Existing home sales drop in April on demand slowdown

Existing home sales data for April 2022

Highlights

  • US April existing home sales 5.61m vs 5.65m expected
  • Prior was 5.77m (revised to 5.75)
  • Sales change -2.4% vs -2.7% m/m expected
  • Inventory 2.2 vs 2.0 months prior (revised to 1.9 months), up 10.8% month-over-month at 1,030,000 units, but down 10.4% from a year ago of .3 months
  • Unsold inventory increased to a 2.2-month supply at the current sales pace versus 1.9 months in March, but it is still well below the 6.0-months’ supply typically associated with a more balanced market.
  • 88% of homes sold in April were on the market for less than a month, with properties typically remaining on the market for 17 days, equal to the number of days in March and April 2021.
  • Median price $391.4K vs $375.3K prior, the 122nd consecutive month of year-over-year gains and longest-running streak on record. 
  • First-time buyers accounted for 28% of sales in April, down from 30% in March and 31% in April 2021.
  • All-cash sales comprised 26% of transactions in April, down from 28% in March and up from 25% in April 2021.
  • Prices 14.8% y/y to $397,600.
  • Prices +2.9% m/m vs +4.5% prior

Supply of available homes for sale remains extremely tight, yet higher mortgage rates and higher inflation are contributing to a slowdown in demand rooted in affordability pressures that are expected to persist.

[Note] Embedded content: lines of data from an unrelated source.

Issue #4065, opened 2024-05-20
Compile-time output length


Chaosvex:
Just wanted to open a discussion about HashFunction's `output_length()`. 

One feature that would be nice to have would be to a way to get the output length at compile-time rather than relying on runtime asserts. In cases where you don't want to Botan allocating a vector for the result, it's cumbersome to have to do something like:

```cpp
std::array<std::uint8_t, 20> result;
...
assert(hash.size() == hasher->output_length();
hasher->update(...);
hasher->final(result.data());
```
It'd be nice to be able to just write something akin to:
```cpp
std::array<std::uint8_t, Botan::SHA_160::output_length()> result;
static_assert(Botan::SHA_160::output_length() == result.size()); // *or* this
...
hasher->update(...);
hasher->final(result.data());
```

This would have been trivial to add under the original v1 design but the newer string-based interface rules it out. I saw that there's an [open discussion on providing a better interface
](https://github.com/randombit/botan/issues/3275) but that has a much wider scope and as such, it seems unlikely to go anywhere.

I do have some thoughts on possible solutions but the changes required would feel a little disjointed, but at least the scope would be narrow and wouldn't introduce any breaking changes. However, if a new interface was likely to be on the horizon, it'd be better to hold off.

Thanks!

randombit:
I can absolutely understand why you'd want this. But it may not be really possible for us to provide it. Really we couldn't provide it even in the old interface with a named-class-per-algorithm; it works in your example but not for SHA-3, BLAKE, SHAKE, etc since there there is a variable output length which is parameterized at runtime.

The best approach I can see that might get you some of the way to what you're looking for would be a hypothetical API that I just made up.

```
enum class HashFunctionParams {
  SHA_1,
  SHA_256,
  SHA_3(size_t), // in my imagination C++ also has sum types; we could fake this in various ways
  ...
};

constexpr size_t HashFunctionParams::output_length() {
   switch(*this) {
     case HashFunctionParams::SHA_1: return 20;
     case HashFunctionParams::SHA_256: return 32;
     //...
    }
}

constexpr auto hash_id = HashFunctionParams::SHA_1;
auto hash = HashFunction::create_from_params(hash_id);
hash->update(whatever);
std::array<uint8_t, hash_id.output_length()> digest;
hash->final(digest.data());
```

This would actually be pretty nice and avoid a lot of string handling that we're otherwise stuck with during algorithm creation.

But, this isn't something that's likely to happen very soon.

[...]

PR #5864, opened 2026-08-23
Add PK_Encryption_Options, PK_KEM_Options, and PK_Key_Agreement_Options

randombit:
The design is based on the signature options class and these are all happily much simpler due to a somewhat less profusion of options and modes, so hopefully not too bad to review despite the size.

@reneme also this finally gets you binary strings as OAEP labels

### DIFF
--- a/doc/api_ref/pubkey.rst
+++ b/doc/api_ref/pubkey.rst
@@ -668,6 +668,110 @@ the underlying mathematical properties of the algorithm.  Additionally, they
 will add randomness, so encrypting the same plaintext twice produces two
 different ciphertexts.
 
+The padding scheme and its parameters are specified using a
+:cpp:class:`PK_Encryption_Options` object.
+
+.. _pk_encryption_options:
+
+Encryption Options
+~~~~~~~~~~~~~~~~~~~~~~~~~~~~~~~~~~~~
+
+.. versionadded:: 3.14.0
+
+.. cpp:class:: PK_Encryption_Options
+
+   Describes how a message is to be encrypted or decrypted. As with
+   :cpp:class:`PK_Signature_Options`, the object is built up in a builder
+   style; each ``with_xxx`` function returns a new options object with that
+   option added::
+
+      auto opts = Botan::PK_Encryption_Options()
+                     .with_padding("OAEP")
+                     .with_hash("SHA-256");
+
+      Botan::PK_Encryptor_EME enc(pub_key, rng, opts);
+      Botan::PK_Decryptor_EME dec(priv_key, rng, opts);
+
+   Every option that is set must be understood and acted upon by the scheme in
+   use; if it is not (for example a context with ``PKCS1v15`` padding, or any
+   padding scheme with SM2) then constructing the :cpp:class:`PK_Encryptor_EME`
+   or :cpp:class:`PK_Decryptor_EME` throws an exception naming the offending
+   option(s). An option is never silently ignored. Each option can be set at
+   most once; setting one a second time throws ``Invalid_State``.
+
+   The encryptor and decryptor must be configured identically, since every
+   option affects the ciphertext format.
+
+   .. cpp:function:: PK_Encryption_Options()
+
+      Creates an empty set of options. This is sufficient only for SM2; RSA and
+      ElGamal require a padding scheme.
+
+   .. cpp:function:: PK_Encryption_Options with_padding(std::string_view padding)
+
+      Specify the padding scheme. RSA and ElGamal require this; the available
+      schemes are ``OAEP``, ``PKCS1v15`` and ``Raw``, described in
+      :ref:`eme`. Encrypting without padding is dangerous, so there is no
+      default. SM2 does not use padding and rejects this option.
+
+      An empty string is ignored.
+
+   .. cpp:function:: PK_Encryption_Options with_hash(std::string_view hash)
+
+      Specify the hash function. ``OAEP`` requires this; the hash is used for
+      the label and, unless :cpp:func:`PK_Encryption_Options::with_mgf1_hash`
+      is also given, for the mask generation function. For SM2 it selects the
+      hash used within the scheme, and defaults to SM3 if not given.
+      ``PKCS1v15`` and ``Raw`` padding do not use a hash and reject this
+      option.
+
+      An empty string is ignored.
+
+   .. cpp:function:: PK_Encryption_Options with_mgf1_hash(std::string_view hash)
+
+      Use a different hash function for OAEP's MGF1 than for the label. This
+      is rarely needed, but some protocols (and some implementations, by
+      default) use for example SHA-256 for OAEP with SHA-1 for MGF1. Only
+      ``OAEP`` supports this option.
+
+      An empty string is ignored.
+
+   .. cpp:function:: PK_Encryption_Options with_context(std::span<const uint8_t> context)
+   .. cpp:function:: PK_Encryption_Options with_context(std::string_view context)
+
+      Specify a context which is bound into the ciphertext. Currently this is
+      only supported by ``OAEP``, where it is the label (``L`` in RFC 8017).
+      The label defaults to the empty string. A ciphertext created with one
+      label will not decrypt with another.
+
+   .. cpp:function:: PK_Encryption_Options with_provider(std::string_view provider)
+
+      Request a specific implementation. This is rarely needed; the main use is
+      with keys held in hardware (providers ``pkcs11``, ``tpm2``), which accept
+      only their own provider name. The default (an empty string) selects
+      whatever implementation the key has; ``base`` names the software
+      implementation explicitly, and is therefore rejected for hardware keys.
+
+      The hardware providers support ``OAEP`` and ``PKCS1v15`` (PKCS#11 also
+      ``Raw``). The TPM2 provider does not support an OAEP label, nor an MGF1
+      hash differing from the OAEP hash.
+
+   .. cpp:function:: std::string to_string() const
+
+      Formats the options as a string, for debugging and error messages. The
+      format is not fixed.
+
+Encryption Options Accepted by Each Scheme
+""""""""""""""""""""""""""""""""""""""""""""""""
+
+- **RSA** and **ElGamal**: require a padding scheme. With ``OAEP`` a hash is
+  also required, and an MGF1 hash and a context (the label) are accepted.
+  ``PKCS1v15`` and ``Raw`` take no further options.
+- **SM2**: accepts a hash (default SM3) and nothing else.
+
+Encrypting and Decrypting
+~~~~~~~~~~~~~~~~~~~~~~~~~~~~~~~~~~~~
+
 The primary interface for encryption is
 
 .. cpp:class:: PK_Encryptor
@@ -706,18 +810,32 @@ support it directly, such as RSA or ElGamal; these use the EME class:
 
    .. cpp:function:: PK_Encryptor_EME(const Public_Key& key, \
          RandomNumberGenerator& rng, \
+         const PK_Encryption_Options& options)
+
+     With *key* being the key you want to encrypt messages to, configured as
+     described by *options* (see :ref:`pk_encryption_options`).
+
+     If you are not sure what padding to use, use
+     ``PK_Encryption_Options().with_padding("OAEP").with_hash("SHA-256")``.
+     If you need compatibility with protocols using the PKCS #1 v1.5 standard,
+     you can also use ``with_padding("PKCS1v15")``.
+
+     For SM2 encryption, only a hash may be specified; normally it is left at
+     the default of SM3.
+
+   .. cpp:function:: PK_Encryptor_EME(const Public_Key& key, \
+         RandomNumberGenerator& rng, \
          std::string_view padding, \
          std::string_view provider = "")
 
-     With *key* being the key you want to encrypt messages to. The padding
-     method to use is specified in *padding*.
+     The padding method to use is specified by the string *padding*, which is
+     the interface available in previous versions of Botan. The string is
+     translated into the equivalent :cpp:class:`PK_Encryption_Options`; new
+     code should prefer to construct the options directly.
 
-     If you are not sure what padding to use, use "OAEP(SHA-256)". If you need
-     compatibility with protocols using the PKCS #1 v1.5 standard, you can also
-     use "PKCS1v15".
-
-     For SM2 encryption, the padding string specifies which hash function to
-     use; normally this would be "SM3".
+     For RSA and ElGamal the string names a :ref:`padding scheme <eme>`, for
+     example "OAEP(SHA-256)" or "PKCS1v15". For SM2 encryption, the padding
+     string specifies which hash function to use; normally this would be "SM3".
 
 .. cpp:class:: DLIES_Encryptor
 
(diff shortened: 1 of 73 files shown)


doc/api_ref/pubkey.rst
```diff
@@ -668,6 +668,110 @@ the underlying mathematical properties of the algorithm.  Additionally, they
...
+.. cpp:class:: PK_Encryption_Options
+
+   Describes how a message is to be encrypted or decrypted. As with
+   :cpp:class:`PK_Signature_Options`, the object is built up in a builder
+   style; each ``with_xxx`` function returns a new options object with that
+   option added::
+
+      auto opts = Botan::PK_Encryption_Options()
+                     .with_padding("OAEP")
+                     .with_hash("SHA-256");
```
reneme, line 690: Given that this API philosophy is only starting to unfold in the library, I'll take the liberty to throw around more crazy ideas. 

A while ago @falko-strenzke had suggested (#3275) to move away from configuration strings and the the options builders are definitely a big step in that direction. But at this point the individual builder parameters are still "just strings" and they start to have hard-to-understand inter-dependencies (e.g. `with_mgf1_hash` which only makes sense if `with_padding` is "OAEP").

I did [some prototyping](https://godbolt.org/z/aEc5cj99r), and a type-safe API like the following seems entirely achievable with GCC 11:

```C++
using u8 = uint8_t;

using namespace Botan::Hashes;
using namespace Botan::Paddings;

auto opts_default =
    Botan::Enc_Opts()
        .with_padding(OAEP); // default params (Note: no braces here!)

auto opts_with_sha1 =
    Botan::Enc_Opts()
        .with_padding(OAEP(SHA_256, SHA_1)); // OAEP with custom hash and MGF hash

auto oaep_label = {u8{42}, u8{0}, u8{1}};
auto oaep_with_label = OAEP(SHA_256, SHA_1, oaep_label);

auto opts_with_label =
    Botan::Enc_Opts()
        .with_padding(oaep_with_label)
        .with_hash(SHAKE_128(32)); // Forgetting the output length would be a compile-time error
```

The types behind those algorithm specifiers would also be useful to expose compile-time information such as hash output lengths, cipher block sizes or asymmetric key lengths (#3706 #4065).

No hard feeling if this leads to a strict "no" at this point, @randombit. 😶 Something like this ~~could~~ should be introduced independently of the builders. But the API decisions have implications onto each other, hence this suggestion.

src/lib/pubkey/pubkey.cpp
```diff
@@ -94,11 +94,22 @@ secure_vector<uint8_t> PK_Decryptor::decrypt_or_random(const uint8_t in[],
...
-   m_op = key.create_encryption_op(rng, padding, provider);
+                                   std::string_view provider) :
+      PK_Encryptor_EME(key, rng, parse_legacy_enc_options(key, padding).with_provider(provider)) {}
+
+PK_Encryptor_EME::PK_Encryptor_EME(const Public_Key& key,
+                                   RandomNumberGenerator& rng,
+                                   const PK_Encryption_Options& user_options) {
+   // Track option usage on a private copy, so the caller's object is never modified
+   const PK_Encryption_Options options(user_options);  // NOLINT(*-unnecessary-copy-initialization) clang-tidy bug
+   options.reset_examined();
```
reneme, line 105: Given that the options builders are copyable anyway, why don't we just accept them by value? That would clearly communicate to the caller that they don't need to worry about side effects on their copy of the options objects. Also it avoids an additional copy when the options are set up in-place.

That will also avoid the clang-tidy warning as we're calling non-const members (`reset_examined()`) on the by-value parameter, I think.

```suggestion
PK_Encryptor_EME::PK_Encryptor_EME(const Public_Key& key,
                                   RandomNumberGenerator& rng,
                                   PK_Encryption_Options options) {
   options.reset_examined();
```

(Likely applies to other PK_Operations as well)

src/lib/pk_pad/enc_padding/eme_oaep/oaep.cpp
```diff
@@ -146,6 +147,24 @@ size_t OAEP::maximum_input_size(size_t keybits) const {
...
+   auto hash = HashFunction::create_or_throw(options.hash_function_name());
+
+   if(options.using_mgf1_hash()) {
+      m_mgf1_hash = HashFunction::create_or_throw(options.mgf1_hash_function().value());
+   } else {
+      m_mgf1_hash = hash->new_object();
+   }
+
+   // The label is optional and defaults to empty
+   const std::vector<uint8_t> label = options.context().value_or(std::vector<uint8_t>());
```
reneme, line 164: Nit: 
```suggestion
   const auto label = options.context().value_or({});
```

... who cares about types these days. 😶

src/lib/pk_pad/enc_padding/enc_padding.cpp
```diff
@@ -24,45 +23,36 @@
...
 
-std::unique_ptr<EncryptionPaddingScheme> EncryptionPaddingScheme::create(std::string_view algo_spec) {
+std::unique_ptr<EncryptionPaddingScheme> EncryptionPaddingScheme::create_or_throw(
+   const PK_Encryption_Options& options) {
+   // Encrypting without padding is dangerous, so it must be requested explicitly
+   if(!options.using_padding()) {
+      throw Lookup_Error("Public key encryption requires specifying a padding scheme");
+   }
+
+   const std::string padding = options.padding().value();
```
reneme, line 33: No need to copy this once more:


```suggestion
   const std::string& padding = options.padding().value();
```

src/lib/prov/pkcs11/p11_mechanism.cpp
```diff
@@ -88,73 +88,88 @@ class RSA_SignMechanism final : public MechanismData {
...
-      size_t padding_size() const { return m_padding_size; }
+MechanismWrapper MechanismWrapper::create_rsa_crypt_mechanism(const PK_Encryption_Options& options) {
+   if(!options.using_padding()) {
+      throw Lookup_Error("PKCS#11 RSA encrypt/decrypt requires specifying a padding scheme");
+   }
 
-   private:
-      // mechanism ID of the message digest algorithm used to calculate the digest of the encoding parameter
-      MechanismType m_hash;
+   const std::string padding = options.padding().value();
```
reneme, line 101:
```suggestion
   const std::string& padding = options.padding().value();
```

doc/api_ref/pubkey.rst
randombit: The approach just doesn't feel like a good fit to me. The final validity is anyway not determined until runtime (for example ML-DSA + PSS is nonsensical no matter what params you use), we have to expose lots of / all of the details of the various padding schemes/hashes/etc in the type system [something I have tried hard to get away with over time, for example hiding `aes.h` and co so all accesses are via a vtable - I would tbh like to do the same for RSA and co though I am unsure if that's viable in Botan4 timeframe], and this design seems to me Not Fun to expose in FFI, while the current builder style maps quite naturally to a C interface. It would be a bit of a different story with eg a Crypto++ style interface where the scheme/padding/hash are all effectively fixed as template parameters at compile time - but I was aware of and disliked Crypto++'s API philosophy sufficiently to motivate me to start this project in the first place so...

reneme: > The final validity is anyway not determined until runtime [...], we have to expose lots of / all of the details of the various padding schemes/hashes/etc in the type system [...]

Yeah, I agree. Without moving substantial information and validation into the public type system this doesn't provide big benefits apart from API cleverness. And for that it's really not worth it. FFI is certainly another strike against it.

Thanks for considering, anyway. :+1:

src/lib/prov/tpm2/tpm2_rsa/tpm2_rsa.cpp
```diff
@@ -262,7 +263,31 @@ class RSA_Verification_Operation final : public Verification_Operation {
...
+      throw Lookup_Error("TPM2 RSA encryption requires specifying a padding scheme");
+   }
+
+   std::string padding = options.padding().value();
+
+   if(padding == "OAEP") {
+      if(!options.using_hash()) {
+         throw Lookup_Error("TPM2 RSA OAEP requires specifying a hash function");
+      }
+      const std::string hash_name = options.hash_function_name();
```
reneme, line 277:
```suggestion
      const std::string& hash_name = options.hash_function_name();
```

src/lib/pubkey/classic_mceliece/cmce.cpp
```diff
@@ -136,13 +136,13 @@ bool Classic_McEliece_PrivateKey::check_key(RandomNumberGenerator& /*rng*/, bool
...
+std::unique_ptr<PK_Ops::KEM_Decryption> Classic_McEliece_PrivateKey::_create_kem_decryption_op(
+   RandomNumberGenerator& rng, const PK_KEM_Options& options) const {
    BOTAN_UNUSED(rng);
-   if(provider.empty() || provider == "base") {
-      return std::make_unique<Classic_McEliece_Decryptor>(this->m_private, params);
+   if(!options.using_provider()) {
+      return std::make_unique<Classic_McEliece_Decryptor>(this->m_private, options);
    }
-   throw Provider_Not_Found(algo_name(), provider);
+   throw Provider_Not_Found(algo_name(), options.provider().value());
```
reneme, line 145: This validation seems to repeat across essentially all software-based algorithms. Would it be feasible to introduce a `require_software_provider()` similar to the hardware validation?

src/lib/pubkey/pk_ops_impl.h
```diff
@@ -22,8 +22,24 @@ class EncryptionPaddingScheme;
 
 namespace Botan::PK_Ops {
 
+/**
+* Describes the raw shared key produced by a KEM, ie the value returned when
+* no KDF is applied to it.
+*/
+enum class RawKemSharedKey : uint8_t {
```
reneme, line 29: Naming nit: maybe `KemSharedKeyQuality`?

src/lib/pubkey/pk_options_impl.cpp
```diff
@@ -243,6 +244,81 @@ PK_Signature_Options parse_legacy_sig_options(const Public_Key& key, std::string
...
+   // TODO(Botan4) Remove all but "OAEP"
+   if(req.algo_name() == "OAEP" || req.algo_name() == "EME-OAEP" || req.algo_name() == "EME1") {
+      if(req.arg_count_between(1, 3)) {
+         auto options = PK_Encryption_Options().with_padding("OAEP").with_hash(req.arg(0));
+
+         if(req.arg_count() >= 2 && req.arg(1) != "MGF1") {
+            const auto mgf_params = parse_algorithm_name(req.arg(1));
+            if(mgf_params.size() != 2 || mgf_params[0] != "MGF1") {
+               throw Lookup_Error(fmt("Unknown OAEP mask generation function {}", req.arg(1)));
+            }
```
reneme, line 284:
```suggestion
            if(mgf_params.size() != 2 || mgf_params[0] != "MGF1" || mgf_params[1].empty()) {
               throw Lookup_Error(fmt("Unknown OAEP mask generation function {}", req.arg(1)));
            }
```

... that catches `MGF1()` which otherwise would be accepted. I believe nothing bad would happen but perhaps still worth catching. Courtesy Kimi K3.

src/lib/pubkey/pk_options_impl.cpp
```diff
@@ -243,6 +244,81 @@ PK_Signature_Options parse_legacy_sig_options(const Public_Key& key, std::string
...
+   * OAEP(hash), OAEP(hash,MGF1), OAEP(hash,MGF1,label), OAEP(hash,MGF1(mgf_hash)),
+   * OAEP(hash,MGF1(mgf_hash),label) (or the aliases EME-OAEP and EME1)
+   */
+
+   // TODO(Botan4) Remove all but "PKCS1v15"
+   if(params == "PKCS1v15" || params == "EME-PKCS1-v1_5") {
+      return PK_Encryption_Options().with_padding("PKCS1v15");
+   }
+
+   const SCAN_Name req(params);
```
reneme, line 273: An empty `params` currently goes into `SCAN_Name` here, resulting in an `Invalid_Argument` exception that isn't a `Lookup_Error`. Not critical, I guess. Still worth mentioning. Kimi K3 found this.

Maybe:


```suggestion
   if(params.empty()) {
      return PK_Encryption_Options(); // algorithms will reject this, if they require a padding
   }

   const SCAN_Name req(params);
```

src/lib/pubkey/pk_options_impl.cpp
```diff
@@ -243,6 +244,81 @@ PK_Signature_Options parse_legacy_sig_options(const Public_Key& key, std::string
...
+PK_Key_Agreement_Options parse_legacy_ka_options(std::string_view params) {
+   // The string interface has always required naming a KDF (or "Raw")
+   if(params.empty()) {
+      throw Invalid_Argument("Key agreement requires specifying a KDF, or Raw to use the agreed value directly");
+   } else if(params == "Raw") {
+      return PK_Key_Agreement_Options().with_raw_shared_key();
+   } else {
+      return PK_Key_Agreement_Options().with_kdf(params);
+   }
+}
```
reneme, line 320: Kimi K3 claims that this prevents users from specifying ECDH PKCS#11 "Raw,Cofactor" as the KDF which used to work in the old API.

`params="Raw,Cofactor"` would currently be passed into `with_kdf()` and that would be rejected by the consumer, because it rejects all KDFs starting with "Raw". Perhaps that's intentional, I'm not sure about this API surface.

src/lib/pubkey/pk_options.h
```diff
@@ -303,6 +308,348 @@ class BOTAN_PUBLIC_API(3, 14) PK_Signature_Options final {
...
+      ///
+      /// This will throw an exception if no hash function was configured
+      std::string hash_function_name() const;
+
+      /*
+      * Getters; these are mostly for internal use
+      *
+      * Calling any of these records that the respective option was examined
+      * by the scheme, so a scheme should only read an option it will act on.
+      */
```
reneme, line 388: I think we should find a way to hide these accessors from the public API. This comment will easily go unnoticed by users and if they start relying on those getters, the usage check in `note_examined` breaks. Also, we wouldn't be able to fix this after the release, because it is then essentially ossified API.

Two ideas:

1. Just use the "public but stay away" underscore that we introduced into the API contract some time ago and rename these getters to `_padding()`, `_hash_function()` and so on.
2. Set up internal `PK_xyz_Options_Reader` classes and befriend them in the public API. Users can't access them and harmful API misuse is essentially impossible.

My preference would be idea (2), despite the added boilerplate. It has the added benefit that the entire `note_examined()` machinery could move out of the public API and would be easier to modify that way, e.g. with C++26 and compile-time reflection we might be able to get rid of most boilerplate.

src/lib/pubkey/pk_options.h
```diff
@@ -303,6 +308,348 @@ class BOTAN_PUBLIC_API(3, 14) PK_Signature_Options final {
...
+      ///
+      /// This is primarily intended for debugging and error messages;
+      /// the format is not fixed
+      std::string to_string() const;
+
+      /// Specify the padding scheme
+      ///
+      /// For RSA (and ElGamal) this is required, and is one of "OAEP", "PKCS1v15"
+      /// or "Raw". Other schemes do not use padding.
+      PK_Encryption_Options with_padding(std::string_view padding);
```
reneme, line 347: Kimi K3 came up with an interesting suggestion regarding general API critique:

> Raw RSA and missing KDFs got extra friction. PKCS#1 v1.5 encryption is the padding with a live oracle history, and with_padding("PKCS1v15") is as easy as OAEP. A name like with_pkcs1v15_encryption() plus a warning in the type’s doc (you already warn in the EME section) would match the “make the dangerous thing obvious” bar you set for raw secrets. Not a blocker; it is a missed chance.

... I think it has a point, but it's also (by design) inconsistent API. I'm undecided, but I found it worth discussing.

reneme (approved):
> @reneme also this finally gets you binary strings as OAEP labels

### 🥳 

Thanks for this effort! Really nice to see that this makes its way through the API.


Below are some nits, some suggestions, and a few findings (partially by a ~~Kimi K3~~ Cursor Grok 4.6 review).

src/lib/pubkey/pubkey.cpp
randombit: Yeah makes sense considering the mandatory copying happening here

src/lib/pubkey/pk_options_impl.cpp
randombit: Makes sense

src/lib/pubkey/pk_options.h
randombit: I'll try an options reader type, if it's tolerable that's cleanest in terms of API. If not at least underscore indicates intent a bit better.

src/lib/pubkey/pk_options.h
randombit: I think to me the critical difference is doing something sketchy/possibly insecure by _omission_ vs _an explicit request for that thing_. Eg

ECDH requires an explicit `with_kdf` or `with_raw_shared_key`. If the default (no `with_kdf`) was the raw point, we silently end up in the less secure state, so instead we require an explicit opt-in for it.

If RSA silently defaulted (with no other `with_padding` specified) to Raw _or_ PKCS1v1.5, that would of course be awful.

The point [re raw points, etc] is not extra friction (imo) it's just that you have to opt into it explicitly and visibly.

src/lib/pubkey/pk_options.h
randombit: Realized we can't make the options reader types internal because we do support externally defined key types (ex `src/examples/hybrid_key_encapsulation.cpp`). But I put the reader types in a distinct (public) header and marked them as unstable.

src/lib/pubkey/pk_options_impl.cpp
randombit: Fixed

src/lib/pubkey/pk_options.h
randombit: A lot of churn but not too much additional boilerplate, probably a win given it minimizes the visible API surface

src/lib/pubkey/pubkey.cpp
randombit: Obviated by the addition of the reader type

United States Existing Home Sales
United States Existing Home Sales

Regional Breakdown

  • Existing home sales across regions: Northeast (+1.5%); Midwest (+3.1%); South (-4.6%); and West (-5.8%).
  • Median home prices by region year-over-year: Northeast (+8.1% to $412,100); Midwest (+8.7% to $282,000); South (+22.2% to $352,100); and West (+4.3% to $523,000).

The National Association of Realtors® is America’s largest trade association, representing more than 1.5 million members involved in all aspects of the residential and commercial real estate industries.


Existing home sales account for 90% of US transactions and are calculated on a contract close basis. New home sales account for the remaining 10% and are based on contract signings.

Existing-home sales include single-family, townhomes, condominiums and co-ops, are based on transaction closings from Multiple Listing Services. Changes in sales trends outside of MLSs are not captured in the monthly series. NAR rebenchmarks home sales periodically using other sources to assess overall home sales trends, including sales not reported by MLSs.

Existing-home sales, based on closings, differ from the U.S. Census Bureau’s series on new single-family home sales, which are based on contracts or the acceptance of a deposit. Because of these differences, it is not uncommon for each series to move in different directions in the same month. In addition, existing-home sales, which account for more than 90% of total home sales, are based on a much larger data sample – about 40% of multiple listing service data each month – and typically are not subject to large prior-month revisions.